# [Exercise requirements]
What do the lines say, reproduced word for word, from the first of the entries below through the line bearing "transform state - is done"?

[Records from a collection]
PR #1145, opened 2022-04-27
Solution

RomekIvantsiv:


src/transformState.js
```diff
@@ -5,7 +5,31 @@
...
+      case 'removeProperties':
+        for (const key of action.keysToRemove) {
+          if (state.hasOwnProperty(key)) {
+            delete state[key];
+          }
+        }
+        break;
+
+      case 'clear':
+        if (action.type === 'clear') {
```
JustDan17, line 23: Remove this condition. It's excessive. You already set such condition with case 'clear':.

src/transformState.js
```diff
@@ -5,7 +5,31 @@
...
+          for (const key in state) {
+            delete state[key];
+          }
+        }
+        break;
+    }
+  }
+
+  return state;
```
JustDan17, line 32: You are required to change the `state` object, but not to return anything. Delete this return statement.

src/transformState.js
```diff
@@ -5,7 +5,31 @@
...
-  // write code here
+  for (const action of actions) {
+    switch (action.type) {
+      case 'addProperties':
+        Object.assign(state, action.extraData);
+        break;
+
+      case 'removeProperties':
+        for (const key of action.keysToRemove) {
+          if (state.hasOwnProperty(key)) {
```
JustDan17, line 16: Remove this condition. It's unnecessary. It does not change the result but makes code longer)

JustDan17 (changes requested):

Denchepornyuk (approved):

PR #1147, opened 2022-04-28
transform state - is done

enrikadej:


src/transformState.js
```diff
@@ -5,7 +5,22 @@
  * @param {Object[]} actions
  */
 function transformState(state, actions) {
-  // write code here
-}
+  for (const object of actions) {
+    if (object.type === 'addProperties') {
```
dellachaise, line 9: Please use switch-case instead of if statements.

dellachaise (changes requested):
Good job!

Some comments:
please change if to switch-case.

Denchepornyuk (approved):

PR #1148, opened 2022-04-28
Stateful Object

dasha-chekmariova:


src/transformState.js
```diff
@@ -5,7 +5,27 @@
  * @param {Object[]} actions
  */
 function transformState(state, actions) {
-  // write code here
+  for (const obj of actions) {
+    if (obj.type === 'addProperties') {
```
JustDan17, line 9: Use `switch` construction instead of `if`. Change in all occurrences.

src/transformState.js
```diff
@@ -5,7 +5,27 @@
...
+      const copyExtra = { ...obj.extraData };
+
+      for (const prop in copyExtra) {
+        state[prop] = copyExtra[prop];
+      }
```
JustDan17, line 14: This construction works, but use Object.assign(state, obj.extraData); instead. It's shorter, so it makes your code prettyer, more readable and more understandable.

JustDan17 (changes requested):

Denchepornyuk (approved):

PR #1149, opened 2022-04-28
Develop

WojciechCzarnowski:


src/transformState.js
```diff
@@ -6,6 +6,27 @@
...
+      case 'removeProperties':
+        for (const key of keysToRemove) {
+          delete state[key];
+        }
+        break;
+
+      case 'clear':
+        Object.keys(state).forEach(key => delete state[key]);
+        break;
+    }
```
59MrRobot, line 26: Maybe adding a default case to the switch statement as good practice?

59MrRobot (approved):
Good work, just one small suggestion though

src/transformState.js
```diff
@@ -6,6 +6,30 @@
  */
 function transformState(state, actions) {
   // write code here
+  for (const element of actions) {
```
VinnieJ-2k20, line 9:
```suggestion
  for (const action of actions) {
```

VinnieJ-2k20 (approved):
Good job 👍

PR #1151, opened 2022-04-28
Solution

rostyslav-pyliak:


DNK-forexample (approved):
everything is ok

src/transformState.js
```diff
@@ -5,7 +5,25 @@
...
+      for (const removeKey of key.keysToRemove) {
+        delete state[removeKey];
+      }
+    }
+
+    if (key.type === 'clear') {
+      for (const deleteKey in state) {
+        delete state[deleteKey];
+      }
+    }
```
Denchepornyuk, line 23: use `switch case` instead of `if`

Denchepornyuk (changes requested):

Denchepornyuk (approved):

PR #1155, opened 2022-04-28
Solved stateful object task

dellachaise:


src/transformState.js
```diff
@@ -5,7 +5,31 @@
...
+    }
+
+    if (currentAction.type === 'clear') {
+      for (const key in state) {
+        delete state[key];
+      }
+    }
+  }
+
+  return state;
```
anastasiia-nikita, line 32: In task didn`t say about return something, i think without this return code also will work

anastasiia-nikita (approved):
Good job)

Denchepornyuk (changes requested):

Denchepornyuk (approved):

PR #1156, opened 2022-04-28
Transform state

Alyona-Pisotska:


ArturErmolenko (changes requested):
Better use switch case

src/transformState.js
```diff
@@ -5,7 +5,28 @@
...
+        }
+        break;
+
+      case 'clear':
+        for (const key in state) {
+          delete state[key];
+        }
+        break;
+
+      default:
```
ArturErmolenko, line 26: add default case

ArturErmolenko (changes requested):

src/transformState.js
ArturErmolenko: oops,misclicked ,your code is correct 👍

ArturErmolenko (approved):

PR #1465, opened 2022-08-18
Solution

Taras-1:


src/transformState.js
```diff
@@ -5,7 +5,33 @@
...
+        }
+      }
+
+      if (currentObject[key] === 'clear') {
+        for (const keyObject in state) {
+          delete state[keyObject];
+        }
+      }
+    }
+  }
```
marina-tilniak, line 32: better use switch case here

marina-tilniak (changes requested):

src/transformState.js
```diff
@@ -5,7 +5,33 @@
...
+            delete state[ch];
+          }
+          break;
+
+        case currentObject[key] === 'clear':
+          for (const keyObject in state) {
+            delete state[keyObject];
+          }
+          break;
+      }
```
alexandra-protyanova, line 30:
```suggestion
      switch (currentObject[key] ) {
        case 'addProperties':
          Object.assign(state, currentObject.extraData);
          break;

        case 'removeProperties':
          const deleteKeys = currentObject.keysToRemove;

          for (const ch of deleteKeys) {
            delete state[ch];
          }
          break;

        case 'clear':
          for (const keyObject in state) {
            delete state[keyObject];
          }
          break;
      }
```

alexandra-protyanova (changes requested):

src/transformState.js
```diff
@@ -5,7 +5,33 @@
  * @param {Object[]} actions
  */
 function transformState(state, actions) {
-  // write code here
+  for (let i = 0; i < actions.length; i++) {
```
SanyaBratashchuk, line 8: usu `for...of` loop

SanyaBratashchuk (changes requested):

SanyaBratashchuk (approved):

PR #1466, opened 2022-08-19
js_stateful-object done

EhorSaprykin:


src/transformState.js
```diff
@@ -5,7 +5,23 @@
  * @param {Object[]} actions
  */
 function transformState(state, actions) {
-  // write code here
+  for (const action in actions) {
```
```suggestion
  for (const action of actions) {
```
why do you need `for in` for iterating array?

src/transformState.js
```diff
@@ -5,7 +5,23 @@
...
+      Object.assign(state, extraData);
+    } else if (actionType === 'removeProperties') {
+      for (const removeProp of removeArr) {
+        delete state[removeProp];
+      }
+    } else if (actionType === 'clear') {
+      for (const key in state) {
+        delete state[key];
+      }
+    }
```
Bohdan-Maksymiuk, line 23: avoid such nesting `else if` conditions
Better to use `switch` here and switch by action type

Bohdan-Maksymiuk (changes requested):

src/transformState.js
EhorSaprykin: @Bohdan-Maksymiuk  done

src/transformState.js
EhorSaprykin: @Bohdan-Maksymiuk done

src/transformState.js
```diff
@@ -5,7 +5,28 @@
  * @param {Object[]} actions
  */
 function transformState(state, actions) {
-  // write code here
+  for (const action of actions) {
+    const [removeArr, actionType, extraData] = [
+      action.keysToRemove, action.type, action.extraData];
```
stanislav-topikha, line 10:
```suggestion
    const { keysToRemove, type, extraData } = action;
```

src/transformState.js
```diff
@@ -5,7 +5,28 @@
...
+
+    switch (actionType) {
+      case 'addProperties':
+        Object.assign(state, extraData);
+        break;
+
+      case 'removeProperties':
+        for (const removeProp of removeArr) {
+          delete state[removeProp];
```
stanislav-topikha, line 19:
```suggestion
          delete state[key];
```

stanislav-topikha (changes requested):
comments ⬇️

src/transformState.js
EhorSaprykin: @stanislav-topikha done

src/transformState.js
EhorSaprykin: @stanislav-topikha done

src/transformState.js
```diff
@@ -5,7 +5,30 @@
...
+        break;
+
+      case 'clear':
+        for (const key in state) {
+          delete state[key];
+        }
+        break;
+
+      default:
+        break;
```
SanyaBratashchuk, line 29: remove default if you do nothing

SanyaBratashchuk (changes requested):

src/transformState.js
EhorSaprykin: @SanyaBratashchuk done

alexandra-protyanova (approved):
GJ!

PR #1468, opened 2022-08-20
Solution

IhorChaikovskyi:


src/transformState.js
```diff
@@ -5,7 +5,19 @@
...
+    } else if (oneAction.type === 'removeProperties') {
+      for (const oneArray of oneAction.keysToRemove) {
+        delete state[oneArray];
+      }
+    } else if (oneAction.type === 'clear') {
+      for (const oneState in state) {
+        delete state[oneState];
+      }
+    }
+  }
```
Bohdan-Maksymiuk, line 20: avoid such nesting `else if` conditions
and better use `switch` to manage such conditions

Bohdan-Maksymiuk (changes requested):

valerii-derkach (approved):

PR #1469, opened 2022-08-22
Solution

novak-k:


src/transformState.js
```diff
@@ -4,8 +4,25 @@
...
+
+    if (action.type === 'removeProperties') {
+      for (let i = 0; i < action.keysToRemove.length; i++) {
+        delete state[action.keysToRemove[i]];
+      }
+    }
+
+    if (action.type === 'addProperties') {
+      Object.assign(state, action.extraData);
+    }
```
liliia-livandovskaya, line 24: let's use  switch case instead of if

liliia-livandovskaya (changes requested):
GJ! Let`s make some changes

src/transformState.js
novak-k: done, switch case added instead of 'if'

valerii-derkach (approved):

PR #1474, opened 2022-08-25
Solution

AMahalias:


src/transformState.js
```diff
@@ -5,7 +5,31 @@
...
+          for (const name of obj['keysToRemove']) {
+            if (n === name) {
+              delete state[n];
+            }
+          }
+        }
+      }
+
+      if (obj[key] === 'clear') {
+        for (const k in state) {
```
alexandra-protyanova, line 25: use meaningful names for variables

alexandra-protyanova (changes requested):
Let us use `switch case` in this task

marina-tilniak (approved):

PR #1479, opened 2022-08-29
final solution

Quelaan1:
final solution

### DIFF
--- a/src/transformState.js
+++ b/src/transformState.js
@@ -5,7 +5,32 @@
  * @param {Object[]} actions
  */
 function transformState(state, actions) {
-  // write code here
+  for (let i = 0; i < actions.length; i++) {
+    const { type } = actions[i];
+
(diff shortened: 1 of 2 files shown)


kamal-tufekcic (approved):

src/transformState.js
```diff
@@ -5,7 +5,32 @@
...
+          }
+        }
+        break;
+
+      default:
+        if (state) {
+          for (const key of Object.keys(state)) {
+            delete state[key];
+          }
+        }
```
VinnieJ-2k20, line 31: It's not a default case, it has its own condition.
Default case can return error message about broken inputs.

VinnieJ-2k20 (changes requested):
Looks good, but one thing needs to be changed,

VinnieJ-2k20 (approved):
Good job 👍

PR #1482, opened 2022-08-30
done

Dmytro-Yankovskyi:


valerii-derkach (changes requested):

src/transformState.js
```diff
@@ -5,7 +5,32 @@
  * @param {Object[]} actions
  */
 function transformState(state, actions) {
-  // write code here
-}
+  for (const act in actions) {
```
SanyaBratashchuk, line 8: use `for...of` loop to iterate through array

SanyaBratashchuk (changes requested):

src/transformState.js
```diff
@@ -5,7 +5,30 @@
...
-  // write code here
-}
+  for (const operation of actions) {
+    switch (operation.type) {
+      case 'addProperties':
+        Object.assign(state, operation.extraData);
+        break;
+
+      case 'removeProperties':
+        for (const property in operation.keysToRemove) {
```
alexandra-protyanova, line 15: don't iterate through array with `for in` loop

alexandra-protyanova (changes requested):

ArturErmolenko (approved):

PR #1485, opened 2022-08-31
Solution

LiubomyrShyshak:


src/transformState.js
```diff
@@ -5,7 +5,27 @@
  * @param {Object[]} actions
  */
 function transformState(state, actions) {
-  // write code here
+  for (const act of actions) {
+    if (act.type === 'addProperties') {
+      for (const [key, value] of Object.entries(act.extraData)) {
+        state[key] = value;
+      }
```
marina-tilniak, line 12: just use object.assign here

marina-tilniak (changes requested):
let's use switch case here

alexandra-protyanova (approved):
Well done!

PR #1486, opened 2022-08-31
solution

olena-hapon:


src/transformState.js
```diff
@@ -5,7 +5,23 @@
...
+        break;
+      case 'addProperties':
+        Object.assign(state, action.extraData);
+        break;
+
+      case 'clear':
+        for (const key in state) {
+          delete state[key];
+        }
+    }
```
stanislav-topikha, line 23: image

stanislav-topikha (changes requested):

src/transformState.js
stanislav-topikha: https://github.com/mate-academy/js_stateful-object/blob/master/checklist.md

SanyaBratashchuk (approved):

PR #1491, opened 2022-09-02
Task is finished

YevaDrach:


src/transformState.js
```diff
@@ -5,7 +5,24 @@
  * @param {Object[]} actions
  */
 function transformState(state, actions) {
-  // write code here
+  for (const object of actions) {
```
```suggestion
  for (const action of actions) {
```
use clear naming for variables

Bohdan-Maksymiuk (approved):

# [Task solution]
PR #1145, opened 2022-04-27
Solution

RomekIvantsiv:


src/transformState.js
```diff
@@ -5,7 +5,31 @@
...
+      case 'removeProperties':
+        for (const key of action.keysToRemove) {
+          if (state.hasOwnProperty(key)) {
+            delete state[key];
+          }
+        }
+        break;
+
+      case 'clear':
+        if (action.type === 'clear') {
```
JustDan17, line 23: Remove this condition. It's excessive. You already set such condition with case 'clear':.

src/transformState.js
```diff
@@ -5,7 +5,31 @@
...
+          for (const key in state) {
+            delete state[key];
+          }
+        }
+        break;
+    }
+  }
+
+  return state;
```
JustDan17, line 32: You are required to change the `state` object, but not to return anything. Delete this return statement.

src/transformState.js
```diff
@@ -5,7 +5,31 @@
...
-  // write code here
+  for (const action of actions) {
+    switch (action.type) {
+      case 'addProperties':
+        Object.assign(state, action.extraData);
+        break;
+
+      case 'removeProperties':
+        for (const key of action.keysToRemove) {
+          if (state.hasOwnProperty(key)) {
```
JustDan17, line 16: Remove this condition. It's unnecessary. It does not change the result but makes code longer)

JustDan17 (changes requested):

Denchepornyuk (approved):

PR #1147, opened 2022-04-28
transform state - is done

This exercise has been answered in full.